[Recorded data]:
PR #696, opened 2020-11-12
[fix] support 12f devices with nextpnr

chmousset:
Nextpnr does not support the '12k' density of ECP5, since it considers it's physically the same devices as the '25k' ones. Thus, it is currently impossible to build designs for the 12k devices with trellis.

The only difference between 12k and 25k devices lays in the `idcode`. nextpnr must be passed ` --12k` and ecppack must be passed `--idcode 0x21111043`
Original thread where I found the information: https://gitter.im/ulx3s/Lobby?at=5c7284945df86a4568875a85

Tested with two ULX3s (the 12k and 85k variants), it produces a working bitstream in both cases.

It would probably would be 'cleaner' that this is sorted out in nextpnr/ecppack, but it won't hurt to do it here. It's probably much simpler aswell.


enjoy-digital:
Thanks for the PR @chmousset. Are you sure you are using an up to date version of Nextpnr? We are already supporting the 12F variant for the ULX3S (https://github.com/litex-hub/litex-boards/pull/120) and i just generated bitstreams for 12F and 25F and the idcode seems already inserted correctly:

image

enjoy-digital:
@chmousset: @daveshah1 just confirmed me that passing the `idcode` is no longer required for the `12F` with newer versions of `nextpnr`/`ecppack` so you just need to update your toolchain :)

daveshah1:
To confirm `--12k` to nextpnr should set the IDCODE already so this isn't needed. If this isn't working, please file an issue against nextpnr.

PR #849, opened 2021-03-16
video: convenience method to add color bar pattern

hansfbaier:
This comes handy for testing. I kept the method signature the same as
the video terminal so it could be swapped out easily for a test pattern.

[Task prompt]:
Line by line, repeat the material precisely.

[Response to this task]:
PR #696, opened 2020-11-12
[fix] support 12f devices with nextpnr

chmousset:
Nextpnr does not support the '12k' density of ECP5, since it considers it's physically the same devices as the '25k' ones. Thus, it is currently impossible to build designs for the 12k devices with trellis.

The only difference between 12k and 25k devices lays in the `idcode`. nextpnr must be passed ` --12k` and ecppack must be passed `--idcode 0x21111043`
Original thread where I found the information: https://gitter.im/ulx3s/Lobby?at=5c7284945df86a4568875a85

Tested with two ULX3s (the 12k and 85k variants), it produces a working bitstream in both cases.

It would probably would be 'cleaner' that this is sorted out in nextpnr/ecppack, but it won't hurt to do it here. It's probably much simpler aswell.


enjoy-digital:
Thanks for the PR @chmousset. Are you sure you are using an up to date version of Nextpnr? We are already supporting the 12F variant for the ULX3S (https://github.com/litex-hub/litex-boards/pull/120) and i just generated bitstreams for 12F and 25F and the idcode seems already inserted correctly:

image

enjoy-digital:
@chmousset: @daveshah1 just confirmed me that passing the `idcode` is no longer required for the `12F` with newer versions of `nextpnr`/`ecppack` so you just need to update your toolchain :)

daveshah1:
To confirm `--12k` to nextpnr should set the IDCODE already so this isn't needed. If this isn't working, please file an issue against nextpnr.

PR #849, opened 2021-03-16
video: convenience method to add color bar pattern

hansfbaier:
This comes handy for testing. I kept the method signature the same as
the video terminal so it could be swapped out easily for a test pattern.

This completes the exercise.